Searching for a fast/efficient histogram algorithm (with pre-specified bins)

ggkmath picture ggkmath · Dec 23, 2010 · Viewed 47.6k times · Source

I don't do much coding outside of Matlab, but I have a need to export my Matlab code to another language, most likely C. My Matlab code includes a histogram function, histc(), that places my input data (which is double-precision, not integer) into a specified array of bins, to form a histogram.

I'm sure I can piece together a couple nested loops to generate a histogram function, but I need this function to be fast and memory-light, as it will be accessed repeatedly and often.

To avoid re-inventing the wheel, anyone know if C language has any existing histogram function(s) available for use, or whether people needing such a thing generally create it themselves?

Anyone know an efficient algorithm for creating a histogram? Pseudo-code is fine.

Thanks in advance.

Answer

Tom picture Tom · Dec 23, 2010

The "ideal" histogram algorithm will depend upon the range you expect to capture. Generally any histogram algorithm will look like this:

const int NSAMPLES = whatever;
double samples[NSAMPLES] = { 1.0, 3.93, 1e30, ... }; // your data set
const int NBUCKETS = 10; // or whatever
int counts[NBUCKETS] = { 0 };
for (int i = 0; i != NSAMPLES; ++i) {
    counts[TRANSFER(samples[i])]++;
}

where TRANSFER() is some function that maps your inputs to a bin (0th or Nth bin mapping to "out of range" of applicable).

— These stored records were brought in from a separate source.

PR #1519, opened 2021-11-08
New function: prettyFormat

7erra:
- Add the prettyFormat function to CBA's functions library


addons/arrays/fnc_prettyPrint.sqf
```diff
@@ -0,0 +1,67 @@
...
+Author:
+   Terra 
+---------------------------------------------------------------------------- */
+SCRIPT(prettyPrint);
+
+if (count _this == 0) exitWith {
+	"[]"
+};
+private _lines = ["["];
+// Recursive function calls have _depth already defined
```
commy2, line 39: This means that the function behaves differently if _depth already exists. This is very bad design wise. I recommend making _depth an explict function argument instead. Could use a local function if calling signature of this function should be kept, but also consider changing that, since passing arrays is dodgy too.

commy2:
Tabs must be replaced by 4 spaces each. I'd also say that this includes the pretty printed string.

addons/arrays/fnc_prettyPrint.sqf
```diff
@@ -0,0 +1,67 @@
...
+		// "[
+		//		0,
+		//		1,
+		//		[
+		//			""22"",
+		//			33,
+		//			[]
+		//		],
+		//		4
+		//	]"
```
commy2, line 27: Whitespace at end of line must be deleted.

addons/arrays/fnc_prettyPrint.sqf
```diff
@@ -0,0 +1,75 @@
...
+{
+    private _line = "";
+    for "_i" from 1 to (_depth + 1) do {
+        _line = _tab + _line;
+    };
+    _line = if (_x isEqualType []) then {
+        _line + ([_x, _tab, _depth + 1] call CBA_fnc_prettyPrint);
+    } else {
+        _line + str _x;
+    };
```
commy2, line 63:
```suggestion
    if (_x isEqualType []) then {
        _line = _line + ([_x, _tab, _depth + 1] call CBA_fnc_prettyPrint);
    } else {
        _line = _line + str _x;
    };
```

commy2:
About the name of this function.
Shouldn't it be prettyFormat? The `print` equivalent in SQF is either `systemChat` or `hint`. This function does not use either, but just returns a STRING.

addons/arrays/fnc_prettyPrint.sqf
```diff
@@ -0,0 +1,75 @@
...
+    if (_forEachIndex != count _array - 1) then {
```
Dystopian, line 64: `count _array` should be moved out of loop to variable to not execute it on each iteration. Maybe even `count _array - 1` but I'm not sure if it's worth it (the same is for `_depth + 1` above).

addons/arrays/fnc_prettyPrint.sqf
```diff
@@ -0,0 +1,75 @@
...
+
+Author:
+   Terra
+---------------------------------------------------------------------------- */
+SCRIPT(prettyPrint);
+params [["_array", [], [[]]], ["_tab", toString[9], [""]], ["_depth", 0, [0]]];
+if (count _array == 0) exitWith {
+    "[]"
+};
+private _lines = ["["];
```
Dystopian, line 52: looks like first line in output is always without indent even if depth > 0

addons/arrays/fnc_prettyPrint.sqf
7erra: Any reason for that change? My understanding of programming is the less you write the easier it is to change later.

addons/arrays/fnc_prettyPrint.sqf
7erra: I agree with `count _array - 1`, this can saved as a variable. Moving `_depth + 1` outside of the loop would add the need for more expressions since the variable is used before and after the loop. The performance gain would depend on the number of subarrays.

addons/arrays/fnc_prettyPrint.sqf
Dystopian: > 
> 
> the less you write the easier it is to change

not always. `_var = if ...` construction is less readable then what commy suggested and without performance hit.

addons/arrays/fnc_prettyFormat.sqf
```diff
@@ -0,0 +1,71 @@
...
+    _tabs + "[]"
+};
+private _lines = [_tabs + "["];
+private _lastIndex = count _array - 1;
+{
+    private _line = "";
+    if (_x isEqualType []) then {
+        _line = _line + ([_x, _tab, _depth + 1] call CBA_fnc_prettyPrint);
+    } else {
+        _line = _tab + _tabs + _line + str _x;
```
Dystopian, line 62:
```suggestion
        _line = [_x, _tab, _depth + 1] call CBA_fnc_prettyFormat;
    } else {
        _line = _tab + _tabs + str _x;
```

addons/arrays/fnc_prettyFormat.sqf
```diff
@@ -0,0 +1,71 @@
...
+private _tabs = [];
+_tabs resize _depth;
+_tabs = _tabs apply {_tab} joinString "";
+if (_array isEqualTo []) exitWith {
+    _tabs + "[]"
+};
+private _lines = [_tabs + "["];
+private _lastIndex = count _array - 1;
+{
+    private _line = "";
```
Dystopian, line 58: after changes we do have small performance hit with this useless assignment. @commy2 do you think it's worth it?

addons/arrays/fnc_prettyFormat.sqf
```diff
@@ -0,0 +1,71 @@
+#include "script_component.hpp"
+/* ----------------------------------------------------------------------------
+Function: CBA_fnc_prettyPrint
```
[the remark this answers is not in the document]
7erra: I actually already did that but for some reason did not commit

addons/arrays/fnc_prettyFormat.sqf
commy2: I don't get what this is going for. The conditional below does `_line = _line + `, but `_line` is always the empty string?

Seems to me like below it should just be `_line =`. Put `private "_line";` above the loop to not leak it.

addons/arrays/fnc_prettyFormat.sqf
```diff
@@ -0,0 +1,71 @@
...
+};
+private _lines = [_tabs + "["];
+private _lastIndex = count _array - 1;
+{
+    private _line = "";
+    if (_x isEqualType []) then {
+        _line = _line + ([_x, _tab, _depth + 1] call CBA_fnc_prettyFormat);
+    } else {
+        _line = _tab + _tabs + _line + str _x;
+    };
```
Dystopian, line 63:
```suggestion
    private "_line";
    if (_x isEqualType []) then {
        _line = [_x, _tab, _depth + 1] call CBA_fnc_prettyFormat;
    } else {
        _line = _tab + _tabs + str _x;
    };
```

7erra: Wouldn't this be a use case for using the return of the if statement as done in the original code?
```sqf
private _line = if (...
```

Dystopian: this is exactly why I asked commy above. I would run some tests on large arrays with subarrays (e.g. `configClasses` can return huge arrays) for both your and commy's cases and if the difference is not so big I prefer commy's one just for readability. If tests show significant difference your case is preferred.

7erra: From my tests there is an improvement by using the `_var = if ` version. Tested with this code:
```sqf
_array = getUnitLoadout (configFile >> "CfgVehicles" >> "B_Soldier_A_F");
diag_codePerformance [CBA_fnc_prettyFormat, [_array]];
```

addons/arrays/fnc_prettyFormat.sqf
```diff
@@ -0,0 +1,70 @@
...
+        _tab + _tabs + str _x;
+    };
+    if (_forEachIndex != _lastIndex) then {
+        _line = _line + ",";
+    };
+    _lines pushBack _line;
+} forEach _array;
+
+_lines pushBack (_tabs + "]");
+_lines joinString endl
```
commy2, line 70: Without having any opportunity to test this, isn't this just:
```sqf
private _lines = _array apply {
    if (_x isEqualType []) then {
        [_x, _tab, _depth + 1] call CBA_fnc_prettyFormat // return
    } else {
        _tab + _tabs + str _x // return
    };
};

_tabs + "[" + (_lines joinString (";" + endl)) + _tabs + "]" // return
```
Speaking of testing, this is a prime candidate for unit tests.

7erra: Indeed it is. Just instead of ";" it has to be ","

addons/arrays/fnc_prettyFormat.sqf
```diff
@@ -0,0 +1,65 @@
...
+_tabs resize _depth;
+_tabs = _tabs apply {_tab} joinString "";
+
+if (_array isEqualTo []) exitWith {
+    _tabs + "[]"
+};
+
+private _lines = _array apply {
+    if (_x isEqualType []) then {
+        [_x, _tab, _depth + 1] call CBA_fnc_prettyFormat;
```
commy2, line 59:
```suggestion
        [_x, _tab, _depth + 1] call CBA_fnc_prettyFormat
```
apply block returns this, should not use semi-colon to indicate return value.

addons/arrays/fnc_prettyFormat.sqf
```diff
@@ -0,0 +1,65 @@
...
+    } else {
+        _tab + _tabs + str _x;
```
commy2, line 61:
```suggestion
        _tab + _tabs + str _x
```
dito

commy2:
lgtm
Setting up _tabs every layer seems not very elegant though.
Needs unit test.

7erra:
Another idea is to add an option to set what linebreak char to use. currently it is endl but it would be useful to also allow "<br/>" for structured text.

commy2:
Or "\n" for `hint`, although I think endl should work there too?

addons/arrays/fnc_prettyFormat.sqf
```diff
@@ -0,0 +1,65 @@
...
+    (end)
+
+Author:
+   Terra, Dystopian, commy2
+---------------------------------------------------------------------------- */
+SCRIPT(prettyFormat);
+params [["_array", [], [[]]], ["_tab", toString [9], [""]], ["_depth", 0, [0]]];
+private _tabs = [];
+_tabs resize _depth;
+_tabs = _tabs apply {_tab} joinString "";
```
commy2, line 51: linter is dumb
```suggestion
_tabs = (_tabs apply {_tab}) joinString "";
```
to fix.

addons/arrays/fnc_prettyFormat.sqf
```diff
@@ -45,7 +45,7 @@ Author:
    Terra, Dystopian, commy2
 ---------------------------------------------------------------------------- */
 SCRIPT(prettyFormat);
-params [["_array", [], [[]]], ["_tab", toString [9], [""]], ["_depth", 0, [0]]];
+params [["_array", [], [[]]], ["_tab", toString [9], [""]], ["_lineBreak", endl, [""]], ["_depth", 0, [0]]];
```
commy2, line 48: needs doc in function header :)

commy2:
Should default indent really be tab? Seems unusual for Arma/SQF.

commy2:
That said `_tabs` -> `_indents`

The exact implementation of TRANSFER() depends a lot on the expected distribution of your sample and where you are interested in detail. Some common approaches I have seen:

  • uniform distribution in range [a,b] (requires linear transform)
  • logarithmic distribution of unsigned integer values (best when combined with some bit twiddling hacks to quickly determine the nearest power-of-two or similar).

If you don't know the distribution up-front, then you really can't have an efficient mechanism to bin them effectively: you'll either have to guess (biased or uninformative results) or store everything and sort it at the end, binning into equal-sized buckets (poor performance).